Белинский тяжко болен, ему не до концертов, не до экскурсий, но Тургенев тянет его в Дрезденскую галерею, где устраивает его встречу с супругами Виардо. Белинский всячески отказывался, но все-таки встреча эта состоялась. Разодетая Виардо любезно поинтересовалась о здоровье Белинского, но тот, плохо знающий французский язык, ее не понял, смешался и не смог ответить. Виардо повторила свой вопрос, но с тем же результатом. В конце концов она попыталась задать тот же вопрос на ломаном русском, который ей плохо давался, но она совсем не смутилась и начала оглушительно хохотать. Белинский поднапрягся и ответил все-таки на «подлейшем французском языке», «каким не говорят и лошади», и совсем расстроился. Он, блестящий критик, вспоминал позднее эту сцену с мучительным чувством стыда и неудобства.
В конце концов отправляются они с Тургеневым в маленький курортный городок Зальцбрунн, в котором лечатся больные туберкулезом. Поселились они в небольшом домике на длинной и невзрачной главной улице. Погода выдалась, как нельзя, хуже – холодно, сыро, слякотно, каждый день льют дожди. На прогулку не выйдешь, да и в комнатах холодно. ведь печей в доме не было.

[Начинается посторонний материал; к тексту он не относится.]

PR #1123, opened 2014-02-17
unix: use a heap for timers

saghul:
> Replace the red-black tree with a heap.  The most common operation that
> libuv performs on timers is looking up the first timer to expire.  With
> a red-black tree, that operation is O(log n).  With a heap, it's O(1).

This work was done by @bnoordhuis a while ago. I talked with him and the code is ready to be merged. While there might be room for more optimizations when using millions of timers, the common use cases are already better with this.

This patch is a squash and rebase of https://github.com/joyent/libuv/pull/928

@bnoordhuis: does heap-inl.h need to be listed in Makefile.am and uv.gyp? It didn't complain here, but we seem to list all internal include files.

### DIFF
--- a/src/heap-inl.h
+++ b/src/heap-inl.h
@@ -1,0 +1,238 @@
+/* Copyright (c) 2013, Ben Noordhuis <info@bnoordhuis.nl>
+ *
+ * Permission to use, copy, modify, and/or distribute this software for any
+ * purpose with or without fee is hereby granted, provided that the above
+ * copyright notice and this permission notice appear in all copies.
+ *
+ * THE SOFTWARE IS PROVIDED "AS IS" AND THE AUTHOR DISCLAIMS ALL WARRANTIES
+ * WITH REGARD TO THIS SOFTWARE INCLUDING ALL IMPLIED WARRANTIES OF
+ * MERCHANTABILITY AND FITNESS. IN NO EVENT SHALL THE AUTHOR BE LIABLE FOR
+ * ANY SPECIAL, DIRECT, INDIRECT, OR CONSEQUENTIAL DAMAGES OR ANY DAMAGES
+ * WHATSOEVER RESULTING FROM LOSS OF USE, DATA OR PROFITS, WHETHER IN AN
+ * ACTION OF CONTRACT, NEGLIGENCE OR OTHER TORTIOUS ACTION, ARISING OUT OF
+ * OR IN CONNECTION WITH THE USE OR PERFORMANCE OF THIS SOFTWARE.
+ */
+
+#ifndef UV_SRC_HEAP_H_
+#define UV_SRC_HEAP_H_
+
+#include <stddef.h>  /* NULL */
+
+#if defined(__GNUC__)
+# define HEAP_EXPORT(declaration) __attribute__((unused)) static declaration
+#else
+# define HEAP_EXPORT(declaration) static declaration
+#endif
+
+struct heap_node {
+  struct heap_node* left;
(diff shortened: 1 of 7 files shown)


src/unix/timer.c
```diff
@@ -20,35 +20,41 @@
...
-    return -1;
-  if (a->timeout > b->timeout)
     return 1;
-  /*
-   *  compare start_id when both has the same timeout. start_id is
-   *  allocated with loop->timer_counter in uv_timer_start().
+  if (b->timeout < a->timeout)
+    return 0;
+
+  /* Ccompare start_id when both has the same timeout. start_id is
```
bnoordhuis: Typo. :-)

bnoordhuis:
> does heap-inl.h need to be listed in Makefile.am and uv.gyp?

Yes, it would be good to have it listed.

saghul:
Fixed the typo and added the file to Makefile.am and uv.gyp.

retep998:
Speak of the devil. I was just benchmarking running millions of timers, firing every second.
Using the latest official release, I can get to about 1.6 million timers before it can't keep up.
Using the version in this pull request lets me get to about 2.5 million before it slows down.

saghul:
@retep998 sweet, thanks for sharing the results!

src/heap-inl.h
```diff
@@ -0,0 +1,238 @@
...
+ * OR IN CONNECTION WITH THE USE OR PERFORMANCE OF THIS SOFTWARE.
+ */
+
+#ifndef UV_SRC_HEAP_H_
+#define UV_SRC_HEAP_H_
+
+#include <stddef.h>  /* NULL */
+
+#if defined(__GNUC__)
+# define HEAP_EXPORT(declaration) __attribute__((unused)) static declaration
```
indutny, line 22: Is there any point for `declaration` arg to be here, except style? I'd rather not use it.

saghul, line 22: How would you put it?

```
# define HEAP_EXPORT __attribute__((unused)) static
```

indutny, line 22: Yep, I think we are doing `UV_EXTERN` the same way.

src/heap-inl.h
```diff
@@ -0,0 +1,238 @@
...
+  unsigned int k;
+
+  newnode->left = NULL;
+  newnode->right = NULL;
+  newnode->parent = NULL;
+
+  /* Calculate the path from the root to the insertion point.  This is a min
+   * heap so we always insert at the left-most free node of the bottom row.
+   */
+  path = 0;
```
indutny, line 122: Is this extra step really required?

src/heap-inl.h
```diff
@@ -0,0 +1,238 @@
...
+    if (path & 1)
+      child = &(*child)->right;
+    else
+      child = &(*child)->left;
+    path >>= 1;
+    k -= 1;
+  }
+
+  /* Insert the new node. */
+  newnode->parent = *parent;
```
indutny, line 139: Am I right that root will be it's own parent?

indutny, line 139: nvm, I was wrong.

src/heap-inl.h
indutny, line 122: Ah, I see...

src/heap-inl.h
saghul, line 22: I don't mind changing it, but I trust the original author's criteria ;-)

indutny:
LGTM

saghul:
Landed, thanks!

Казалось, что стоит глубокая осень, хотя было начало лета. Это напоминало удрученному Белинскому пребывание на съемной даче в Лесном, под Петербургом. Но ведь то был Петербург – северная столица, и климат там был соответствующий. Однако в этом южном силезском городке погода стояла ничуть не лучше. Белинский с отчаянием писал жене: «Никто в Зальцбрунне не запомнит такого мая и такого июня, это что-то чудовищное для страны, в которой растут каштаны, платаны, тополи, белая и розовая акация…» Но надежда на целительную силу местных источников удерживала его здесь.